Computing the pseudoinverse $W^+$ for very large vocabularies may be computationally expensive, although only required once.

A plausible implication is that further architectural changes (e.g., hierarchical memory, multi-context representations) or continual learning techniques may be necessary to fully bridge the gap between human and artificial vocabulary learning.

6. Cross-Field Connections and Future Directions

VICL research connects and contrasts with:

Meta-learning and few-shot learning, wherein models adapt to new concepts or distributions primarily via adaptation of intermediate representations or rapid fine-tuning.
Memory-augmented networks and explicit retrieval-augmented models that maintain dynamic lexical memories or caches outside of parameterized weights.
Cognitive models of word acquisition, particularly those based on incidental/contextual learning and the power of spaced repetition in natural environments.

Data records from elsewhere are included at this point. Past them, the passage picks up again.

PR #279, opened 2026-01-16
Extract utilities relying on Node.js to a separate package

dslmeinte:
Also update documentation, and fix a bad link in a badge for the ts-utils package.


pjmolina (approved):
looks good to me

PR #283, opened 2026-01-19
Improve dealing with unresolved references

dslmeinte:
Look at the individual commits for more info

### DIFF
--- a/packages/class-core/src/textualizer.ts
+++ b/packages/class-core/src/textualizer.ts
@@ -40,7 +40,7 @@ type INodeBaseOrNotThere = INodeBase | UnresolvedReference | undefined
 
 const asINodeBases = (value: INodeBaseOrNotThere | INodeBaseOrNotThere[]): INodeBase[] => {
     const isINodeBase = (value: INodeBaseOrNotThere): value is INodeBase =>
-        !(isUnresolvedReference(value) || value === undefined)
+        !(value === undefined || isUnresolvedReference(value))
 
     if (Array.isArray(value)) {
         return value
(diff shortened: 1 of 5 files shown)


packages/class-core-generator/src/entity-types.templates.ts
```diff
@@ -176,9 +169,22 @@ export const typeForLanguageEntity = (imports: Imports) => {
             ]
         }
 
+        const extendsFragment = "extends " + ((superConcept) => {
+            if (isUnresolvedReference(superConcept)) {
+                return `/* unresolved reference to super concept */`
```
enikao: Would it make sense to include the _resolveInfo_ in the message (also at other places)?

packages/build/src/deltas/generator/deserializer-generator.ts
```diff
@@ -30,11 +30,12 @@ import {
     Type
 } from "../definition/Deltas.g.js"
 import { tsTypeForFeatureKind } from "./helpers.js"
+import { isUnresolvedReference } from "@lionweb/core"
 
 const deserializationExpressionForField = (name: string, type: Type) => {
     if (type instanceof FeatureType) {
         const tsMetaType = tsTypeForFeatureKind(type.kind)
-        return `resolved${tsMetaType}From(delta.${name}, ${type.container?.name ?? "<?container?>"}.classifier)`
+        return `resolved${tsMetaType}From(delta.${name}, ${(isUnresolvedReference(type.container) ? undefined : type.container?.name) ?? "<?container?>"}.classifier)`
```
enikao: I would tend to assume in the generators that the languages are valid, and not intermingle checks all over the templates. There are lots of other possible ways to mess up a language, we also don't deal with them in the templates.
We could add a validation run in the default implementation of generating languages.

dslmeinte: This is code that generates code in the `class-core` package: the code generator itself is not user-facing. I baked in the resilience because it helped me develop the generator.

PR #288, opened 2026-02-03
Properly encapsulate LionWeb version 2023.1

dslmeinte:
This is a good thing to do before implementing 2024.1 and 2026.1 — which, oddly enough, is probably much less work and simpler than doing this encapsulation...

The focus really is encapsulating 2023.1, _not parametrizing “everything” with a LionWeb version yet!_

Commits are pretty much atom, but I’ll probably squash-merge this PR anyway.

### DIFF
--- a/packages/core/src/deserializer.ts
+++ b/packages/core/src/deserializer.ts
@@ -5,7 +5,7 @@ import { consoleProblemReporter, ProblemReporter } from "./reporter.js"
 import { MemoisingSymbolTable } from "./m3/symbol-table.js"
 import { Classifier, Containment, Enumeration, Language, PrimitiveType, Property, Reference } from "./m3/types.js"
 import { LionWebVersion } from "./m3/version.js"
-import { defaultLionWebVersion } from "./m3/versions.js"
+import { LionWebVersions } from "./m3/versions.js"
 import { unresolved } from "./references.js"
 import { Node } from "./types.js"
 
@@ -42,7 +42,7 @@ export type DeserializerConfiguration<NT extends Node> = {
     writer: Writer<NT>,
     /**
      * The version of the LionWeb serialization format to deserialize from.
-     * Default = {@link defaultLionWebVersion}.
+     * Default = {@link LionWebVersions.v2023_1}.
      */
     lionWebVersion?: LionWebVersion
     /**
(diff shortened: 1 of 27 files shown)


packages/artifacts/src/generate-artifacts.ts
```diff
@@ -20,13 +20,13 @@ import { languageWithEnum } from "@lionweb/test/dist/languages/with-enum.js"
 import { diagramPath, instancePath, languagePath } from "./paths.js"
 
 
-const lioncore = lioncoreFacade.language
+const lioncore = LionWebVersions.v2023_1.lioncoreFacade.language
```
enikao: Should this be a const? I guess we want to be more flexible about this soon.

packages/build/src/deltas/meta-definition.ts
```diff
@@ -15,11 +15,12 @@
 // SPDX-FileCopyrightText: 2025 TRUMPF Laser SE and other contributors
 // SPDX-License-Identifier: Apache-2.0
 
-import { lioncoreBuiltinsFacade, LanguageFactory } from "@lionweb/core"
+import { LanguageFactory, LionWebVersions } from "@lionweb/core"
 import { concatenator } from "@lionweb/ts-utils"
 
-const { inamed } = lioncoreBuiltinsFacade.classifiers
-const { stringDataType } = lioncoreBuiltinsFacade.primitiveTypes
+const { builtinsFacade } = LionWebVersions.v2023_1
```
enikao: const?

packages/build/src/generate-for-class-core.ts
```diff
@@ -38,7 +38,7 @@ import { getFromHttps } from "./curl.js"
 const inArtifactsPath = (subPath: string) => join("artifacts", subPath)
 
 // generate LionCore-builtins:
-generateLanguage(lioncoreBuiltinsFacade.language, "../class-core/src", { genericImportLocation: "./index.js", header: defaultTrumpfOriginatingApache2_0LicensedHeader })
+generateLanguage(LionWebVersions.v2023_1.builtinsFacade.language, "../class-core/src", { genericImportLocation: "./index.js", header: defaultTrumpfOriginatingApache2_0LicensedHeader })
```
enikao: externalize LionWebVersions?

packages/core/src/deserializer.ts
```diff
@@ -65,15 +72,16 @@ export const deserializerWith = <NT extends Node>(configuration: DeserializerCon
     const symbolTable = new MemoisingSymbolTable(configuration.languages)
     const { writer } = configuration
 
-    const propertyValueDeserializer = configuration.propertyValueDeserializer ?? lioncoreBuiltinsFacade.propertyValueDeserializer
+    const lionWebVersion = configuration?.lionWebVersion ?? defaultLionWebVersion
+    const propertyValueDeserializer = configuration.propertyValueDeserializer ?? lionWebVersion.builtinsFacade.propertyValueDeserializer
```
enikao: Here we're getting the "value converter" from the lionWebVersion. I _think_ we don't do the equivalent in the serializer.

PR #300, opened 2026-03-13
Update delta definitions from spec

joswarmer:
New definitions files for validating delta messages

### DIFF
--- a/package-lock.json
+++ b/package-lock.json
@@ -3076,13 +3076,13 @@
             "version": "0.9.0-dev.0",
             "license": "Apache-2.0",
             "dependencies": {
-                "@lionweb/class-core": "0.9.0-beta.0",
-                "@lionweb/class-core-generator": "0.9.0-beta.0",
-                "@lionweb/core": "0.9.0-beta.0",
-                "@lionweb/json": "0.9.0-beta.0",
-                "@lionweb/textgen-utils": "0.9.0-beta.0",
-                "@lionweb/ts-utils": "0.9.0-beta.0",
-                "@lionweb/utilities": "0.9.0-beta.0",
+                "@lionweb/class-core": "0.9.0-beta.1",
+                "@lionweb/class-core-generator": "0.9.0-beta.1",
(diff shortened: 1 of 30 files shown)


packages/validation/src/validators/definitions/CommandDefinitions.ts
```diff
@@ -1273,12 +1308,26 @@ export const CommandDefinitions: MessageGroup = {
             ],
         },
         {
-            name: "CompositeCommand",
```
dslmeinte, line 1276: As far as I’m aware, we reinstated `CompositeCommand` (and `CompositeEvent`), while this is a replacement with `ChunkedCommand` (and `ChunkedEvent`).

Also, there’s no support for `Chunked{Command|Event}` in the other packages yet. I don’t mind beta-releasing just this PR, though.

package-lock.json
dslmeinte, line 1: This commit is seemingly not necessary: even deleting this file, and running `npm i` doesn’t produce this diff on my machine.

packages/validation/src/validators/definitions/CommandDefinitions.ts
joswarmer: CompositeCommand is still there, just at the very end of this file. Git just gets confused and show it as added there.  So this adds ChunkedCommand.

This won't be a problem because the chunkedFlag is optional, so any command not implementing it will still be considered correct.

package-lock.json
joswarmer: I must be mistaken. Thought I had the local npm registry in this file again, but presumably not checked in.

packages/validation/src/validators/definitions/CommandDefinitions.ts
joswarmer: So ... are you ok with merging this into development?

dslmeinte: (Made an issue for support for chunked stuff elsewhere in this codebase: https://github.com/LionWeb-io/lionweb-typescript/issues/301)

PR #306, opened 2026-03-24
added delta test for references to M2 elements

enikao:


dslmeinte (approved):
But please update CHANGELOG!

PR #307, opened 2026-03-25
Add extra function

joswarmer:
Just adding an extra function.

### DIFF
--- a/packages/json-utils/src/LionWebJsonChunkWrapper.ts
+++ b/packages/json-utils/src/LionWebJsonChunkWrapper.ts
@@ -25,6 +25,17 @@ export class LionWebJsonChunkWrapper {
     protected nodesIdMap: Map<LionWebId, LionWebJsonNode> = new Map<LionWebId, LionWebJsonNode>()
 
     /**
+     * Create from a collection of nodes
+     * @param nodes
+     */
+    static fromNodesArray(nodes: LionWebJsonNode[]) {
+        return new LionWebJsonChunkWrapper({
+            languages: [],
+            serializationFormatVersion: "2023.1",
+            nodes: nodes
+        })
+    }
+    /**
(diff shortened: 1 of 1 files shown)


packages/json-utils/src/LionWebJsonChunkWrapper.ts
```diff
@@ -69,8 +80,68 @@ export class LionWebJsonChunkWrapper {
...
+        }
+    }
+
     /**
-     * Return the target nodes inside `reference` as a list of actual nodes (LionWebJsonNode[])
+     * Return an array with _all_ child nodes of `node`
+     * @param nodeId
+     */
+    getAllChildNodes(node: LionWebJsonNode): LionWebJsonNode[] {
+        return node.containments?.flatMap(cont => this.getContainmentNodes(node, cont.containment))
```
dslmeinte: The `?` should not be necessary, right? (As it wasn’t above, e.g.)

packages/json-utils/src/LionWebJsonChunkWrapper.ts
```diff
@@ -69,8 +80,68 @@ export class LionWebJsonChunkWrapper {
...
+    }
+
+    /**
+     * Return an array with all child nodes of `node`
```
dslmeinte: ...for a particular containment.

dslmeinte (approved):
But see remarks!

packages/json-utils/src/LionWebJsonChunkWrapper.ts
joswarmer: Indeed, and in line 132 as well, fixed both.

packages/json-utils/src/LionWebJsonChunkWrapper.ts
joswarmer: Fixed

Issue #308, opened 2026-04-03
Avoid name collisions in code generated by the class-core generator


dslmeinte:
Name collisions occur when:

- Concepts have names that coincide with names of types coming from `@lionweb/[class-]core` or `@lionweb/json`, e.g. `Class`, `Node`, `Classifier`, etc.. We should be able to solve this using *-namespaces with names that are illegal as LionWeb concept names.
- Features have names that coincide with properties of `NodeBase`. It’s probably best (but a breaking change!) to put LionWeb-internal properties in a separate sub object that has a name that’s illegal as a LionWeb feature name.

Alternatively, we can *escape*/“sanitize” colliding concept and feature names. (I don’t know yet what’d be the best solution.)

joswarmer:
Not sure what you mean, I cannot find `Node` or `Classifier` or `Class` in `@lionweb/json`.

dslmeinte:
> Not sure what you mean, I cannot find `Node` or `Classifier` or `Class` in `@lionweb/json`.

All these names occur as types in `@lionweb/core`. But, basically, if you were to generate code for LionCore (+builtins) using the class-core generator, the result should compile (without having to modify it), right?

joswarmer:
If you are afraid of duplicate class/type/interface names, that isn't a problem.  The user of these classes can always use `import as` to distinguish them.

File Node.ts:
```typescript
export class Node {
    node: string
}
``` 
File MyNode.ts
```typescript
export class Node {
    mynode: string
}
``` 
Usage
```typescript
import { Node as HisNode } from "./Node.js"
import { Node as MyNode } from "./MyNode.js"

const his = new HisNode()
const my = new MyNode()

his.node
my.mynode
```

dslmeinte:
The point is that the class-core generator has to use import aliasing to avoid collisions. (Name sanitization has the drawback that names in generated code differ from the ones in the LionWeb language, but is anyway necessary to deal with names that were never going to be valid identifiers in any reasonable GPL.)

dslmeinte:
OK, name sanitization is not necessary after all; see here: https://github.com/LionWeb-io/specification/issues/48

And that means that we can use a `$` prefix to do import aliasing and avoid collisions.

joswarmer:
Using import * as ... allows you to tuse the original name (with a prefix), like:
```typescript
import * as LionWeb from "./Node.js"
```
Usage
```typescript
const node = new LionWeb.Node()
```

[...]

PR #309, opened 2026-04-06
Avoid collisions between types in generated code and types imported from LionWeb itself

dslmeinte:
Fixes issue #308


pjmolina (approved):
looks good to me

PR #1964, opened 2023-03-18
Add iosInitialTime to enable beginning track playback from a specified time

mitchdowney:
In Podverse we use this iosInitialTime patch provided by @gilbertl and add it every time using patch-package. Any reason not to merge this into RNTP?

https://github.com/doublesymmetry/react-native-track-player/issues/387#issuecomment-709544925

### DIFF
--- a/ios/RNTrackPlayer/Models/Track.swift
+++ b/ios/RNTrackPlayer/Models/Track.swift
@@ -11,7 +11,7 @@ import MediaPlayer
 import AVFoundation
 import SwiftAudioEx
 
-class Track: AudioItem, TimePitching, AssetOptionsProviding {
+class Track: AudioItem, TimePitching, AssetOptionsProviding, InitialTiming {
     let url: MediaURL
 
     @objc var title: String?
@@ -26,9 +26,16 @@ class Track: AudioItem, TimePitching, AssetOptionsProviding {
     var userAgent: String?
     let pitchAlgorithm: String?
     var isLiveStream: Bool?
+    
+    var initialTime: TimeInterval = 0.0
 
     var album: String?
     var artwork: MPMediaItemArtwork?
+
+    let initialTime = dictionary["iosInitialTime"] as? Double
+    if let x = initialTime {
+        self.initialTime = x
+    }
 
     private var originalObject: [String: Any] = [:]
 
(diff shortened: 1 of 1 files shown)


jspizziri:
@mitchdowney please see the conversations associated with this PR: https://github.com/doublesymmetry/react-native-track-player/pull/1413 and the associated comment thread here https://github.com/DoubleSymmetry/react-native-track-player/pull/713#issuecomment-1036286082

In short I'll summarize why we wouldn't want to merge this:

1. There are some conceptual problems with an `initialTime` like this PR implements as outlined by David here https://github.com/DoubleSymmetry/react-native-track-player/pull/713#issuecomment-1025872309
2. If we were going to do it like this, the proper implementation IMO would be platform agnostic and not specific to something like iOS or Android.

mitchdowney:
@jspizziri thanks for the info.

> EDIT: FWIW, I'm using the skip(initialTime) method in my app and it works well.

I tried doing that for a long time, but kept running into a problem where a track would start playing from the beginning of the track before the `skip` got handled and the player jumped to the correct playback position. I thought maybe that issue is unavoidable when relying on track events to detect track change.

I can imagine putting the "start from X time" handling inside the track does not work for all project's use cases, but in the case of our podcast app, it seems to work well.

Without this PR merged in, it does cause problems for us, because it means we have to recreate our track-player patch every time we upgrade RNTP versions. Anyway, if it doesn't fit though no problem. We'll either need to figure out how to use `skip` with queue events seamlessly, or fork the repo.

jspizziri:
@mitchdowney The old way (which was to call skip and then immediately call seek) definitely behaved as you described. The modified skip that natively seeks to an initial time shouldn't be behaving as you describe, and I've never seen it do that in my app. 

Can you create a repro for me so I can look at it?

mitchdowney:
@jspizziri ah ok, sorry I forgot about calling `skip` with the `initialPosition` param.

I can work on a repro, but I think there's just one key thing I'm not understanding...if there are 2 items in a queue, and the second item is supposed to begin playing at its 30 minute mark, and the 1st item is currently playing then reaches its end, and the queue automatically proceeds to play the 2nd item...are we supposed to call `skip` with the `initialPosition` somewhere in that process?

Future research directions highlighted in the literature include: extending latent semantic calibration to intermediate LM layers, joint training of clustering and head modules, construction of synthetic benchmarks to test the VICL-UAP boundary, and application of VICL mechanisms to generative modeling and translation (e.g., grouping of subword tokens). There is increasing interest in quantifying when and how architectural modifications—such as positional encoding—translate to measurable gains in vocabulary flexibility and semantic stability.